The following condition in the Amazon Web Services license agreement often causes confusion or concern:
You may make calls at any time that the Amazon Web Services are available, provided that you [...] do not exceed 1 call per second per IP address [...]
Without the "one-second rule," Amazon's servers would be overwhelmed and unable to keep up with the demand on them. The rule encourages A2S developers to consider the impact their programs have on the servers and design applications more intelligently.
What, Me Worry?
Often developers worry about what will happen if they occasionally make more than one query per second so they design complicated systems to prevent their programs from every making two calls less than a second apart. This usually isn't necessary. The "one call per second" is an average and, for sites which send enough traffic to Amazon, the rule is relaxed. Amazon has not stated the period of time over which the count is averaged or what criteria are used for relaxing the rule.
What Happens When You Exceed One Call Per Second?
What happens when you regularly exceed the "one call per second" limit? A2S's servers will begin returning a "503" error. As explained above, you'll probably not see this unless your application continuously queries A2S without a delay between the queries. This is often the result of developers trying to use A2S as a "data feed."

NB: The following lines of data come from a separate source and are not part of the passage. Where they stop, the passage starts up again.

PR #374, opened 2020-06-15
Documentation updates

russelldj:
I tried to do this as somewhat distinct updates so you could cherry pick them. I don't think I corrected anything which was actually incorrect but I hope these changes would make it easier for a novice user to follow the project. I'll add a few more updates tomorrow.

### DIFF
--- a/README.rst
+++ b/README.rst
@@ -78,25 +78,6 @@ project from source or run command line tools.  For end users looking for
 instruction on running the GUI application please read the
 `User Guide <doc/TeleSculptor-v1.0-User-Guide.pdf>`_.
 
-Overview of Directories
-=======================
-
-======================= ========================================================
-``CMake``               contains CMake helper scripts
-``config``              contains reusable default algorithm configuration files
-``doc``                 contains release notes, manuals, and other documentation
-``examples``            contains example tool configuration for public datasets
-``gui``                 contains the visualization GUI source code and headers
-``gui/icons``           contains the visualization GUI icon resources
-``maptk``               contains the maptk library source and headers
-``packaging``           contains support files for CPack packaging
-``scripts``             contains Python helper scripts
-``plugins/blender``     contains Python plug-ins for Blender
-``plugins/sketchup``    contains Ruby plug-ins for SketchUp
-``tests``               contains testing framework and tests for each module
-``tools``               contains source for command line utilities
-======================= ========================================================
-
 Installation
 ============
 If you have downloaded an installer from the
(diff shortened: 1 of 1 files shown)


README.rst
```diff
@@ -94,37 +109,66 @@ minimum required version of CMake is 3.9.5, but newer versions are recommended.
...
 
-  # On Linux systems, Install the following packages before building
-  $ sudo apt-get install build-essential libgl1-mesa-dev libxt-dev
-  $ sudo apt-get install libexpat1-dev libgtk2.0-dev liblapack-dev
+  sudo apt-get install build-essential libgl1-mesa-dev libxt-dev
+  sudo apt-get install libexpat1-dev libgtk2.0-dev liblapack-dev
+
+
+Set up the folder structure and obtain the source files. This can be done with
+git or by downloading the files  and extracting them. Then setup the folder(s)
```
mleotta, line 129: nitpick: double space between "files" and "and".

README.rst
```diff
@@ -94,37 +109,66 @@ minimum required version of CMake is 3.9.5, but newer versions are recommended.
...
+  # configuration options
+
+Generate the makefile/msvc solution to perform the superbuild using cmake.
+A description of the configuration options can be found in `CMake Options`_.
 
-  # Run CMake
+.. code-block :: bash
+
+  # From the build directory provide cmake the path to the source directory,
+  # which can be relative or relative or absolute.
```
mleotta, line 157: relative mentioned twice.

README.rst
```diff
@@ -137,6 +181,27 @@ Here is the quickest way to build via a cmd/bash shell
   # To edit TeleSculptor code, open the
   # build/external/telesculptor-build/TeleSculptor.sln
 
+This will produce an installer file which can install TeleSculptor in the same
+way as the downloadable installer, as detailed in the next section.
+
+Installation
```
mleotta, line 187: I'm wondering if this section should go after all the build options (before MAP-Tk Tools).  As it is, we talk about installation and then go back to talking about build options, which seems odd.  

Maybe an even better option is to put the installation section before the `Build TeleSculptor` section.  Since I expect most users would just download and install this.

README.rst
```diff
@@ -137,6 +181,27 @@ Here is the quickest way to build via a cmd/bash shell
...
+------------
+Once you have an installer downloaded or built, you need to run it to install
```
mleotta, line 189: These directions are specific to the Linux self extracting installer.  To cover all bases we should talk about the others

On Windows run the installer executable (exe) and follow the prompts in the installer dialog.  Administrative permission is required.  On Mac, open the disk image (dmg), accept the license terms, then drag the TeleSculptor application into the Applications folder.  On Linux, run the self extracting installer script (sh) ...

mleotta:
One other thing.  We should target branches to merge into `release` that are intended to land in the upcoming release.  I've already changed the target for this one.

README.rst
russelldj: I'll include this. Do we additionally need to update the section `Before building on Linux systems...` to include instructions for installing dependencies on other OS or are they not required?

README.rst
russelldj: I agree that it's currently in a weird place and think it could go before build. However, in that case, I don't think `Overview of Directories` makes sense because I don't think many end users will care about that. I'm messing around with other places to put it now, in addition to some formatting issue from my incompetence at reStructuredText.

README.rst
mleotta: We should try to enumerate dependencies on other platforms at some point and describe how to install them, but it's not critical right now.  Generally the dependencies are fewer on other platforms.  You need your build tools (e.g. Visual Studio) and you probably need to install Python with docutils if you want the documentation.  However, there is no single standard way to install these things on Windows and Mac.

russelldj: I think multi-platform installation is addressed better now.

README.rst
russelldj: It's moved. I was pretty heavy handed in pointing build-from-source users to the right sections so I don't think there should be any confusion there.

russelldj: As a separate commmit I moved `Overview of Directories`. I don't think that's critical but I do think it reads better like that.

russelldj:
I don't see any more changes I'd like to make before the release unless you would like me to remove the mentions of examples. I don't think that I can effectively update examples especially without being able to run TeleSculptor.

How can I Download Everything?
Many affiliate programs provide data feeds. A data feed provides information on many products all in a single file. But with millions of constantly-updated products available from Amazon.com, Amazon decided a data feed was not practical. Instead they implemented the A2S web services. Unlike a data feed which is downloaded into a database, web services provide specific information when it's needed by your application.
If you're trying to find a way to "download everything" or "download all ...whatever..." using A2S, then you probably are not trying to use it the way it's designed to be used. The best thing to do is to use A2S as it's intended. Don't try to download everything at once. Just download the information as it's needed to be displayed.
Caching A2S Results
You can cache the information so it doesn't have to be downloaded as often. You may considering using a combination of a simple cache (just storing the results of specific queries) and smart caching (storing parsed information in a relational database).
An example of a simple cache is demonstrated in PHP code in the Getting Rest Results with Simple Caching article. It describes a simple caching mechanism where the entire XML result of an A2S query is stored in a database table indexed by the query (the A2S request URL) itself. When the script needs to do an A2S query, it first reads the cached result from the database. If there is no cached result in the database, it queries Amazon and stores the result, with a timestamp, in the database.
If there is a result in the database, it looks at the timestamp. If it's more than a specified number of days in the past, it does a query to Amazon. If the query is successful, it updates the record in the database and uses the new information.
If the Amazon query fails, or the information in the database is not too old, it uses the cached information.
There are limits specified in the AWS license agreement on how long you are allowed to cache some information. For example, you are not allowed to cache prices for more than one hour. So, when displaying prices, you should design your application to make a specific request for prices any time you need to display a price while caching other information.
The function described in the article allows you to bypass caching by setting the cache argument to false. You might also consider modifying the function to specify the cache duration in seconds instead of days which would allow you to cache requests for prices for up to one hour.
A smart caching scheme takes advantage of the fact that different A2S calls return similar types of information and that the AWS license agreement allows you to store different types of information for different lengths of time.
The same type of information is often available from different types of A2S calls. For example, you generally use an ItemSearch operation and specify a browse node ID in order to find products in a specific browse node. But, by including the BrowseNodes response group when doing an ItemLookup operation on a specific product (ASIN), you get a list of the browse nodes in which the product is included. A smart cache would parse the ItemLookup response and store the browse node information as well as the other product details. This could reduce the number of ItemSearch operations your application would need to make. In a similar manner, an ItemSearch operation to get a list of products in a specific browse node also returns information on the products which can be cached.
Each piece of data stored in the cache should be tagged with time stamp. When the information is about to be displayed to a user, the time stamp should be checked. If the information is older than allowed by the license agreement, perform an A2S query to update the information.
Generally, if your site is not very busy, you'll not average more than one request per second, so there won't be a problem. For a busy site, the "one-second rule" won't affect you if you design your code intelligently, cache information as appropriate, and send customers to Amazon. If, on the other hand, you write a tight loop that tries to download information on every Amazon product as fast as possible, you will run into problems.